ACTIVITY = Beginning with the first line below, please restate each line exactly, down to and including the line containing "- fixes the".

STUDY MATERIAL =

☆ ☆ ☆ ☆ ☆ ☆ ☆

PR #12725, opened 2026-09-01
centralized sequencing research, ethereum baseline and OP clock-extension fix

vilcht:
Production split of the research prototype in #12430 (research/config half). Closes the config part of L2B-14607.

- fixes the OP fault-proof cumulative clock extension (10d → 10d 3h) and derives the 1.09493 bond factor from FaultDisputeGame gas literals, with tests
- models sequencing as a tagged union: sequencer-set spec (existing) + new 9-field centralized spec
- adds centralized specs for OP Mainnet, Base (shared Flashblocks helper), Arbitrum and Starknet — exit delay/economics derived from discovery with build-breaking asserts on chain state
- adds Ethereum, Gnosis and Polygon PoS sequencer-set specs and stake-distribution snapshots (generated by the l2b tooling in the stacked PR)
- base/optimism rediscovered on the same block to expose OptimismPortal2 minimum deposit gas limits
- stake-distribution.json is parsed with a validate schema at config load (incl. date-format checks), so malformed regenerations fail the build
- review fixes: bond-cost helper no longer throws on small inputs (display-approximate, documented)

Deliberately not carried from the prototype: the sequencingWindowSeconds template plumbing (no-op today — both users pass the default value).

Frontend is only adapted mechanically to the renamed field; the centralized spec renders nothing yet. The UI lands in the stacked PR.


packages/config/src/types.ts
```diff
@@ -58,15 +60,41 @@ export interface ProjectTechnologyChoice {
...
   isIncomplete?: boolean
   isUnderReview?: boolean
 }
 
+/**
+ * The sequencing section carries fields no other technology choice has.
+ * The union ties the inclusion-delay chart to sequencer sets: the chart
+ * models validator-set censorship, so a centralized spec cannot carry one.
+ */
+export type ProjectSequencingTechnologyChoice = ProjectTechnologyChoice & {
```
torztomasz: This three-way `ProjectTechnologyChoice & {...} & (A | B | C)` union with `?: never` fields is a type-level workaround for a data-model problem. The chart and its description belong *to the sequencer-set spec*, so nest them there and the union disappears:

```ts
export interface ProjectSequencerSetSpec {
  type: 'sequencer-set'
  blockTime?: TableReadyValue
  // ...
  inclusionDelayChart?: ProjectInclusionDelayChart
  inclusionDelayChartDescription?: string
}

export interface ProjectSequencingTechnologyChoice extends ProjectTechnologyChoice {
  sequencingSpec?: ProjectSequencingSpec
  censorshipResistance?: string
}
```

No `never` tricks, no JSDoc explaining them, and the frontend narrows once on `spec.type` and then reads `spec.inclusionDelayChart`.

packages/frontend/src/server/features/layer2s/risks/sequencing/getL2RiskSequencingEntries.ts
```diff
@@ -91,7 +91,7 @@ function getInclusionDelayComparison(
     .map((project) => {
       const sequencing = project.scalingTechnology.sequencing
       const chart = sequencing?.inclusionDelayChart
-      if (!sequencing?.sequencerSetSpec || !chart) {
+      if (sequencing?.sequencingSpec?.type !== 'sequencer-set' || !chart) {
```
torztomasz: This `sequencingSpec?.type !== 'sequencer-set' || !chart` shape now appears three times across the frontend. If the chart moves into `ProjectSequencerSetSpec` (see comment in `types.ts`), this collapses to a single `type` check followed by `spec.inclusionDelayChart`.

packages/config/src/projects/optimism/optimism.ts
```diff
@@ -1,18 +1,89 @@
...
 const discovery = new ProjectDiscovery('optimism')
 const genesisTimestamp = UnixTime(1636665399)
 const chainId = 10
+const l2BlockTimeSeconds = HARDCODED.OPTIMISM.L2_BLOCK_TIME_SECONDS
+const flashblockIntervalMilliseconds =
+  HARDCODED.OPTIMISM.FLASHBLOCK_INTERVAL_MILLISECONDS
+const sequencingWindowSeconds = HARDCODED.OPTIMISM.SEQUENCING_WINDOW_SECONDS
+const sequencingWindowBlocks = HARDCODED.OPTIMISM.SEQUENCING_WINDOW_BLOCKS
+const maxDepositCalldataBytes = HARDCODED.OPTIMISM.MAX_DEPOSIT_CALLDATA_BYTES
+const proofMaturityDelaySeconds = discovery.getContractValue<number>(
```
torztomasz: This ~60-line prelude (and the near-identical one in `base.ts`) re-reads `proofMaturityDelaySeconds`, `disputeGameFinalityDelaySeconds`, `respectedGameType`, `initBondGame{N}`, `maxClockDuration`, `maxGameDepth`, `clockExtension`, `challengePeriod`. The opStack template already reads every one of these in `getFinalizationPeriod`, `getChallengePeriod`, `getPermissionlessGameBond`, `getFaultDisputeGameName` and the `getStateValidation` switch, keyed on `getFraudProofType`.

The cleaner move: let the template derive `exitDelay` / `exitEconomics` from the fraud-proof type in the same switch that already computes the `describeOPFP` inputs (`Permissionless` → FDG math, `AggregateProof` → AggregateVerifier math). Then a project passes only what is genuinely project-specific:

```ts
sequencing: getOpStackCentralizedSequencing(templateVars, {
  hardcoded: HARDCODED.OPTIMISM,
  sequencer: { /* ... */ },
  trustedPreconfirmationDescription: '...',
  description, references, censorshipResistance,
})
```

Each project's 130-line block collapses to prose plus a sequencer cell.

packages/config/src/projects/optimism/optimism.ts
```diff
@@ -1,18 +1,89 @@
...
+const clockExtension = discovery.getContractValue<number>(
+  'FaultDisputeGame',
+  'clockExtension',
+)
+const respectedGameType = discovery.getContractValue<number>(
+  'OptimismPortal2',
+  'respectedGameType',
+)
+assert(
+  respectedGameType === 8,
```
torztomasz: This assert duplicates the `respectedGameType === 8` branch inside `getPermissionlessGameBond` in the template. If the exit-economics derivation lives in the template, the assert goes with it and there's one place that knows which game type is respected.

packages/config/src/projects/base/base.ts
```diff
@@ -1,23 +1,79 @@
...
 const discovery = new ProjectDiscovery('base')
 const genesisTimestamp = UnixTime(1686074603)
 const chainId = 8453
+const l2BlockTimeSeconds = HARDCODED.BASE.L2_BLOCK_TIME_SECONDS
+const flashblockIntervalMilliseconds =
+  HARDCODED.BASE.FLASHBLOCK_INTERVAL_MILLISECONDS
+const sequencingWindowBlocks = HARDCODED.BASE.SEQUENCING_WINDOW_BLOCKS
+const sequencingWindowSeconds = HARDCODED.BASE.SEQUENCING_WINDOW_SECONDS
+const maxDepositCalldataBytes = HARDCODED.BASE.MAX_DEPOSIT_CALLDATA_BYTES
+const proofMaturityDelaySeconds = discovery.getContractValue<number>(
```
torztomasz: Same as the comment on `optimism.ts`: this prelude re-derives values the opStack template already owns. The `AggregateProof` fraud-proof type in `getStateValidation` is the natural home for the AggregateVerifier exit-delay math.

packages/config/src/templates/opStack.ts
```diff
@@ -287,6 +289,80 @@ export interface OpStackConfigL3 extends OpStackConfigCommon {
   hostChain: string
 }
 
+export function getOpStackCentralizedSequencingCommon({
```
torztomasz: Two things here even if the bigger template-owned refactor is deferred:

1. This should take the `HARDCODED.<CHAIN>` object rather than five loose numbers that both callers copy out of it one by one.
2. `opStack.ts` goes from 2829 to 2955 lines in this PR and is already ~3x the healthy size. The `templates/opStack/` directory exists; put this builder in `templates/opStack/sequencing.ts` and the bond/clock math in `templates/opStack/faultDisputeGame.ts`, and have `opStack.ts` import them. The new test file should then import from those modules instead of the monolith.

packages/config/src/templates/opStack.ts
```diff
@@ -287,6 +289,80 @@ export interface OpStackConfigL3 extends OpStackConfigCommon {
...
+}: {
+  discovery: ProjectDiscovery
+  l2BlockTimeSeconds: number
+  flashblockIntervalMilliseconds: number
+  sequencingWindowSeconds: number
+  sequencingWindowBlocks: number
+  maxDepositCalldataBytes: number
+  trustedPreconfirmationDescription: string
+  sequencer: TableReadyValue
+}): Omit<
```
torztomasz: Returning `Omit<Spec, 'type' | 'exitDelay' | 'exitEconomics'>` and having every caller spread it and re-tag with `type: 'centralized'` is an awkward partial-object contract. Take `exitDelay` / `exitEconomics` as inputs and return the complete, typed `ProjectCentralizedSequencingSpec`.

packages/config/src/templates/opStack.ts
```diff
@@ -1332,6 +1408,46 @@ function getStateValidation(
...
 
+export function getOpStackBondScalingFactor(gameMaxDepth: number): number {
+  return (
+    (HARDCODED.OPTIMISM.FAULT_PROOF_HIGH_GAS_CHARGED /
+      HARDCODED.OPTIMISM.FAULT_PROOF_BASE_GAS_CHARGED) **
+    (1 / gameMaxDepth)
+  )
+}
+
+export function getOpStackFullDisputeGameBondCost(
```
torztomasz: This keeps machinery its only caller throws away: scale by 100,000, loop, round, multiply back into a `bigint`, accept `number | string`, and document it as "display-approximate". The one production caller immediately does `Number.parseFloat(formatEther(...))`.

Return ether as a `number` from a closed-form geometric sum:

```ts
export function getOpStackFullDisputeGameBondCostEther(initialBondWei: number, gameMaxDepth: number): number {
  const f = getOpStackBondScalingFactor(gameMaxDepth)
  return Number(formatEther(initialBondWei)) * (f ** (gameMaxDepth + 1) - 1) / (f - 1)
}
```

The `scaleFactor`, the `bigint`, the union param, the caveat, and the small-input test all go away.

packages/config/src/discovery/values/hardcoded.ts
```diff
@@ -14,23 +14,101 @@ UNDERSTAND WHAT YOU ARE DOING BEFORE YOU UPDATE THIS FILE
 
 // This is the place to insert hardcoded values
 // which should be used inside project's hardcoded tests
+const ETHEREUM_BLOCK_TIME_SECONDS = 12
+const OP_MAINNET_SEQUENCING_WINDOW_BLOCKS = 3_600
+const BASE_SEQUENCING_WINDOW_BLOCKS = 3_600
+
 export const HARDCODED = {
```
torztomasz, line 18: The file header says this is for data that discovery cannot fetch, used in hardcoded tests. This PR turns it into a general protocol-constants bag (Ethereum consensus params, Starknet Tendermint sizing, Flashblock intervals) and rewrites `assumedBlockTime = 12` in five files to point here. Meanwhile `arbitrum.ts` still inlines `delayBufferReplenishIntervalSeconds = 1_200` and `basisPointsDivisor = 10_000`.

Pick one and be consistent: either update the header to say this is the home for offchain protocol parameters and move the Arbitrum numbers here too, or keep display constants local to the project.

packages/config/src/discovery/values/hardcoded.ts
```diff
@@ -14,23 +14,101 @@ UNDERSTAND WHAT YOU ARE DOING BEFORE YOU UPDATE THIS FILE
...
+    // block_time and seq_window_size can be independently verified by calling
+    // optimism_rollupConfig on an OP Mainnet op-node RPC. They deliberately
+    // remain hardcoded because this RPC describes node configuration rather
+    // than historical L1 state and is not supported by every RPC provider.
     // https://docs.optimism.io/chain-operators/guides/configuration/rollup#sequencerwindowsize
     // https://github.com/ethereum-optimism/optimism/blob/develop/op-deployer/pkg/deployer/state/deploy_config.go#L93
     // https://github.com/ethereum-optimism/optimism/blob/51eeb76efeb32b3df3e978f311188aa29f5e3e94/packages/contracts-bedrock/deploy-config/mainnet.json#LL10C26-L10C30
-    SEQUENCING_WINDOW_SECONDS: 3600 * 12, // blocks * blocktime
+    L2_BLOCK_TIME_SECONDS: 2,
+    SEQUENCING_WINDOW_BLOCKS: OP_MAINNET_SEQUENCING_WINDOW_BLOCKS,
```
torztomasz: `SEQUENCING_WINDOW_BLOCKS` and `SEQUENCING_WINDOW_SECONDS` stored side by side (here and for `BASE`) is a derived value stored next to its inputs, with module-level temporaries to make it work. Keep blocks and derive seconds at the call site.

packages/config/src/projects/arbitrum/arbitrum.ts
```diff
@@ -132,8 +138,63 @@ const maxTimeVariation = discovery.getContractValue<{
...
+const worstCaseExitDelaySeconds =
+  currentForceInclusionDelayBlocks * assumedBlockTime +
+  worstCaseStateFinalizationDelaySeconds
+const worstCaseExitDelayDisplaySeconds =
+  Math.ceil(worstCaseExitDelaySeconds / 3_600) * 3_600
+const worstCaseStateFinalizationDisplaySeconds =
+  Math.ceil(worstCaseStateFinalizationDelaySeconds / 3_600) * 3_600
 
 const selfSequencingDelay = maxTimeVariation.delaySeconds
+const delayBufferReplenishIntervalSeconds = 1_200
```
torztomasz: These two magic numbers contradict the PR's own convention of moving offchain parameters into `HARDCODED`. Either they go to `HARDCODED.ARBITRUM` with a source link like the others, or the convention isn't one.

packages/config/src/projects/arbitrum/arbitrum.ts
```diff
@@ -132,8 +138,63 @@ const maxTimeVariation = discovery.getContractValue<{
...
+)
+const edgeChallengePeriodSeconds = edgeChallengePeriodBlocks * assumedBlockTime
+const worstCaseStateFinalizationDelaySeconds =
+  minimumAssertionPeriodSeconds +
+  edgeChallengePeriodSeconds * 2 +
+  challengeGracePeriodSeconds
+const worstCaseExitDelaySeconds =
+  currentForceInclusionDelayBlocks * assumedBlockTime +
+  worstCaseStateFinalizationDelaySeconds
+const worstCaseExitDelayDisplaySeconds =
```
torztomasz: `Math.ceil(x / 3_600) * 3_600` is done twice here for display rounding. `formatSeconds` already truncates to two units. Either drop the rounding or extract a single helper; inline arithmetic duplicated in a project file is the kind of thing that drifts.

packages/config/src/projects/ethereum/ethereum.ts
```diff
@@ -1,10 +1,34 @@
...
+  SEQUENCING_SPEC,
+} from '../../common'
 import { linkByDA } from '../../common/linkByDA'
-import type { BaseProject } from '../../types'
+import { HARDCODED } from '../../discovery/values/hardcoded'
+import { type BaseProject, ProjectStakeDistributionSchema } from '../../types'
 import { readProjectMarkdown } from '../../utils/readMarkdown'
+import stakeDistributionJson from './stake-distribution.json'
+
+const stakeDistribution = ProjectStakeDistributionSchema.parse(
```
torztomasz: `ProjectStakeDistributionSchema.parse(json)` is copy-pasted into four project files, and ethereum/gnosis then each `assert(validatorCount !== undefined)`. Add a `readStakeDistribution(json, { requireValidatorCount })` helper next to `readProjectMarkdown` in `utils/`, or split the schema so the ethereum-like chart input requires `validatorCount` and the asserts disappear.

packages/config/src/projects/ethereum/ethereum.ts
```diff
@@ -69,40 +176,41 @@ export const ethereum: BaseProject = {
...
         // BPO2: Blob Parameter Only fork 2
         size: 2_752_512, // 2.625 MiB (max 21 blobs × 128 KiB)
         target: 1_835_008, // 1.75 MiB (target 14 blobs × 128 KiB)
-        frequency: 12, // unchanged: 12 s slot time
+        frequency: ethereumBlockTimeSeconds,
         sinceTimestamp: 1767747671, // 2026-01-07 01:01:11 UTC – epoch 419072
       },
     ],
-    finality: 768, // seconds
+    finality: ethereumBlockTimeSeconds * 2 * HARDCODED.ETHEREUM.SLOTS_PER_EPOCH,
```
torztomasz: `ethereumBlockTimeSeconds * 2 * SLOTS_PER_EPOCH` is computed twice (here and for `consensusFinality`). One `const ethereumFinalitySeconds`.

packages/config/src/projects/stakeDistribution.test.ts
```diff
@@ -0,0 +1,56 @@
+import { expect } from 'earl'
+import { ProjectStakeDistributionSchema } from '../types'
+
+describe('stake distribution schema', () => {
```
torztomasz: This tests a schema that lives in `types.ts` but sits in `projects/`. Move it beside what it tests (or beside the `readStakeDistribution` helper if you add one).

packages/shared-pure/src/utils/dateStrings.ts
```diff
@@ -0,0 +1,17 @@
...
+  const parsed = Date.parse(`${value}T00:00:00Z`)
+  // The round-trip rejects rolled-over dates like 2026-02-31, which
+  // Date.parse silently accepts as March 3rd.
+  return (
+    !Number.isNaN(parsed) && new Date(parsed).toISOString().startsWith(value)
+  )
+}
+
+/** True for any string Date.parse understands, e.g. an RFC 3339 timestamp. */
+export function isTimestamp(value: string): boolean {
```
torztomasz: `isTimestamp` is a one-line wrapper over `Date.parse` with a name broader than its behavior (it accepts `"2026"`, `"March 5"`, etc.). Inline `!Number.isNaN(Date.parse(d.date))` in the schema check. `isDateOnly` is worth keeping.

packages/config/src/common/sequencingSpec.ts
```diff
@@ -0,0 +1,35 @@
...
+      description ??
+      'The centralized sequencer can censor transactions submitted through the normal L2 path.',
+  }
+}
+
+function OpenBlockProduction(description?: string): TableReadyValue {
+  return {
+    value: 'Open',
+    sentiment: 'good',
+    ...(description !== undefined ? { description } : {}),
```
torztomasz: `exactOptionalPropertyTypes` isn't enabled in this repo, so `...(description !== undefined ? { description } : {})` can just be `description`. Same at line 25.

packages/config/src/projects/starknet/starknet.ts
```diff
@@ -398,6 +423,133 @@ export const starknet: ScalingProject = {
         OPERATOR.CENTRALIZED_OPERATOR.description +
         ' Typically, the Operator is the hot wallet of the Starknet service submitting state updates for which proofs have been already submitted and verified.',
     },
+    sequencing: {
```
torztomasz, line 426: Softer version of the `opStack.ts` size comment: this file goes 2206 → 2358 lines. The 150-line sequencing block is self-contained and could live in `starknet/sequencing.ts`.

torztomasz (changes requested):
The research content is strong and the clock-extension fix is right, but the config-side structure keeps a lot of incidental complexity that has a visible simpler shape. Inline comments below; the ones I'd hold the merge on are the three-way sequencing union in `types.ts`, the duplicated OP/Base prelude that re-derives what the opStack template already owns, and the bond-cost helper. Each of those deletes a layer rather than rearranges it.

Not run locally: typecheck and tests on this branch.

torztomasz (approved):

packages/config/src/projects/optimism/optimism.ts
vilcht: Done, with one change to the shape. `templateVars` isn't reachable from inside the project's own `opStackL2({...})` literal, so instead of `getOpStackCentralizedSequencing(templateVars, {...})` the project passes a `centralizedSequencing: { hardcoded, description, trustedPreconfirmationDescription, sequencer, censorshipResistance, references }` option and the template builds `technology.sequencing` itself.

The exit derivation is keyed on `getFraudProofType` (Permissionless → FDG clocks + bond scaling, AggregateProof → AggregateVerifier delays + checkpoint bond, anything else throws so a respected-game-type change fails loudly). It lives in `templates/opStack/sequencing.ts` rather than inside the `getStateValidation` switch, to keep `opStack.ts` from growing again. Both preludes are gone; Optimism and Base each pass ~40 lines of prose plus the sequencer cell.

packages/config/src/discovery/values/hardcoded.ts
vilcht: Done for Base, where the seconds key was new. Kept `HARDCODED.OPTIMISM.SEQUENCING_WINDOW_SECONDS` because it predates this PR and has about a dozen readers that assume the OP Mainnet default (`opStack.ts`, `agglayer.ts`, Katana, Zircuit, Lightlink, Bugbuster). Dropped the module-level temporaries and left a comment on the remaining key. Happy to sweep those readers in a separate PR if you want the key gone.

packages/config/src/projects/arbitrum/arbitrum.ts
vilcht: Extracted a `ceilToFullHours` helper so the arithmetic isn't duplicated, but kept rounding up rather than relying on `formatSeconds` truncation: these are worst-case figures, and truncating would show 16h59m as 16 hours, under-reporting the delay. Left that reasoning in a comment next to the helper.

packages/config/src/projects/starknet/starknet.ts
vilcht: Left this one as is. The block is self-contained and project-specific, and unlike `opStack.ts` nothing else would import it, so a split only moves lines around. Will pick it up the next time this file is touched if you feel strongly about it.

☆ ☆ ☆ ☆ ☆ ☆ ☆

RESPONSE AREA =
PR #12725, opened 2026-09-01
centralized sequencing research, ethereum baseline and OP clock-extension fix

vilcht:
Production split of the research prototype in #12430 (research/config half). Closes the config part of L2B-14607.

- fixes the OP fault-proof cumulative clock extension (10d → 10d 3h) and derives the 1.09493 bond factor from FaultDisputeGame gas literals, with tests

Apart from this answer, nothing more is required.